• **Exercise brief**: Look through the material below and copy every line containing the word "couple".

*-*-*

PR #1003, opened 2016-11-10
fix is_git detection when .git dir is located elsewhere

andrewzhaosc:
Fixed the problem I had in #949

### DIFF
--- a/programs/buck_version.py
+++ b/programs/buck_version.py
@@ -34,17 +34,17 @@ class EmptyTempFile(object):
 
 def is_git(dirpath):
     dot_git = os.path.join(dirpath, '.git')
-    if(all([
-        os.path.exists(dot_git),
-        os.path.isdir(dot_git),
-        which('git'),
-        sys.platform != 'cygwin',
-    ])):
-        return True
-    output = check_output(
-        ['git', 'rev-parse', '--is-inside-work-tree'],
-        cwd=dirpath)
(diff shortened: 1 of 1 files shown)


programs/buck_version.py
```diff
@@ -34,12 +34,20 @@ def fileno(self):
...
 def is_git(dirpath):
     dot_git = os.path.join(dirpath, '.git')
-    return all([
-        os.path.exists(dot_git),
-        os.path.isdir(dot_git),
-        which('git'),
-        sys.platform != 'cygwin',
-    ])
+    if(which('git') and sys.platform != 'cygwin'):
+        if(os.path.exists(dot_git) and os.path.isdir(dot_git)):
```
k21: In Python code we generally don't use parentheses around the condition in if statements, please remove those here and on the line above.

programs/buck_version.py
```diff
@@ -34,12 +34,20 @@ def fileno(self):
...
+            return True
+        try:
+            output = check_output(
+                ['git', 'rev-parse', '--is-inside-work-tree'],
+                cwd=dirpath)
+            return output.strip() == 'true'
+        except:
```
k21: If you want to use exceptions here, change this block to only handle the exact error type that gets raised when the process exits with a nonzero code. Although I would prefer using `subprocess.run` instead and checking the `returncode` manually.

PR #1005, opened 2016-11-11
Add rt.jar to java bootclasspath

seanabraham:
This is in the same vein as https://github.com/facebook/buck/pull/732. 

This adds `rt.jar` to the `javac` classpath so that buck can build java 8 sources correctly. This is needed, for example, with the use of retrolambda in an Android project.

Previously we worked around this by adding something like the following to our `android_library` rules (a la https://github.com/uber/okbuck/pull/81):

```
 extra_arguments = [
  ...
  '-bootclasspath',
  '/Users/some_user/path/to/android-24/android.jar:/Library/Java/JavaVirtualMachines/jdk1.8.0_74.jdk/Contents/Home/jre/lib/rt.jar',
 ],
```

The problem with this is that the absolute paths in the BUCK files break caching as the jvm arguments are part of definition of the rule key as far as I can tell.

cc @kageiit @felipecsl

### DIFF
--- a/src/com/facebook/buck/jvm/java/DefaultJavaLibrary.java
+++ b/src/com/facebook/buck/jvm/java/DefaultJavaLibrary.java
@@ -440,6 +440,7 @@ public class DefaultJavaLibrary extends AbstractBuildRule
     ImmutableSortedSet<Path> declared = ImmutableSortedSet.<Path>naturalOrder()
         .addAll(declaredClasspaths)
         .addAll(additionalClasspathEntries)
+        .add(Paths.get(System.getProperty("java.home")).resolve("lib").resolve("rt.jar"))
         .addAll(provided)
         .build();
 


kageiit:
Can we add tools.jar to the bootclasspath as well @dreiss

dreiss:
Hrm.  Is this for android_library or java_library?  For android_library, you should be building against android.jar instead of rt.jar.  Does android.jar not have the classes you need for lambdas?

kageiit:
android.jar is already in the boot class path, but it does not have the required classes.

The retrolambda gradle plugin also adds rt.jar to compile class path for it to work correctly.
https://github.com/evant/gradle-retrolambda/blob/37b4418274553022b540084f139d1983454ac556/gradle-retrolambda/src/main/groovy/me/tatarka/RetrolambdaPluginAndroid.groovy#L78

dreiss:
Discussed this in chat.  Okay to close?

seanabraham:
Yup, will close now. For future readers (especially those also using okbuck), this was resolved via: https://github.com/uber/okbuck/pull/239 and https://github.com/uber/okbuck/pull/241

PR #983, opened 2016-11-01
Allow apple_library to be imported as a module

nguyentruongtho:
This PR will enable Swift target to be able to import apple_library. Quite a few things are imported from https://github.com/facebook/buck/pull/842

PR #1007, opened 2016-11-11
Revert "Include headers in search path during swift compilation"

nguyentruongtho:
This reverts https://github.com/facebook/buck/pull/911, with some minor fixes after merging.

The reason is here: https://github.com/facebook/buck/pull/983#issuecomment-259938575

/cc @ryu2


ryu2:
@facebook-github-bot shipit

PR #1012, opened 2016-11-13
WIP: Add cgo support.

daedric:
This is a work in progress to add CGo support in Buck based on @mikekap work.

There are still a couple of issue to fix:

* On Mac OS X this does not totally works:
 * ~-fno-pie does not exist and I did not yet find a standard way to check C/CXX compiler flags availability~ -> I've a switch-case on the platform;
 * The scrub on Mac OS X does not like, at all, the generated binary
* Unit tests

But before going further I'd like a feedback on how I've been doing.
First, about cgo
* cgo sources *need* to be handled specifically by the cgo tool, the cgo tool acts a bit like a preprocessor
* Thus upon cgo tool execution a couple of file are generated:
 * some C files from which at first we generate 1 binary and from it, we generate a go file
 * Then again, we regenerate a binary that will be linked by go during the last stage
* All the generated Go sources and "regular" Go sources are to be compiled together and then linked.

First I've implemented a simple Cgo support with only Go sources. It allows one to have C source in Go source.
The second step was to allow Cgo extension to be linked against a native library and let all the transitivity rules kicking in (esp. w.r.t the include paths).
The main caevat of using buck for Cgo sources is that we _can't_ depends on the {c/l}flags in the sources because we don't use `go build`

The approach taken minimally changed the existing code.

### DIFF
--- a/src/com/facebook/buck/cxx/CxxBinaryDescription.java
+++ b/src/com/facebook/buck/cxx/CxxBinaryDescription.java
@@ -341,6 +341,10 @@ public class CxxBinaryDescription implements
     return defaultCxxPlatform;
   }
 
+  public CxxBuckConfig getCxxBuckConfig() {
+    return cxxBuckConfig;
+  }
+
   @Override
   public <A extends Arg, U> Optional<U> createMetadata(
       BuildTarget buildTarget,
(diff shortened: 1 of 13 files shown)


mkaczanowski:
hey @daedric I have just landed cgo support for buck. Since your diff was a year old I reworked quite a bit.
Thanks a lot for contributing and enjoy the cgo feature in buck!

Commit: https://github.com/facebook/buck/commit/28b54757c5eb81137eae088dc7327b5c0f696701

PR #1013, opened 2016-11-13
ideabuck: tests debugging

korniltsev:
In this patch ideabuck decides to attach debugger every time it see `Debugging. Suspending JVM. Connect a JDWP debugger to port (\d+) to proceed.` line from `buck test`  command
Also removed `NopProcessHandler`


kageiit:
Looks good. But please be aware that a lot of users of buck now use the okbuck gradle plugin for their builds. When they hook into `buckw` which wraps running the gradle okbuck task before running buck (only if needed), the output from the buck binary set in the ide preferences will have output different from vanilla buck.

As long as the plugin looks for key text on all output lines, it should be okay.

korniltsev:
To be honest I don't really like my idea of relying on warning message in the console. We should probably introduce new bus event, something like `JVMIsWaitingForDebuggerEvent` and handle it in ws client. If we agree on this I can fix it.

kageiit:
New bus event would be the best solution and won't break the ide if the message changes in future buck updates.

There are still a few points in the plugin that seem to rely on text out put like progress printing etc. If we make bus events, we will have the best customizability and can make new ide plugin features do the same to talk to buck.

korniltsev:
Replaced Runnable with lambdas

*-*-*

• **Answer for this exercise**:
There are still a couple of issue to fix:
* Thus upon cgo tool execution a couple of file are generated:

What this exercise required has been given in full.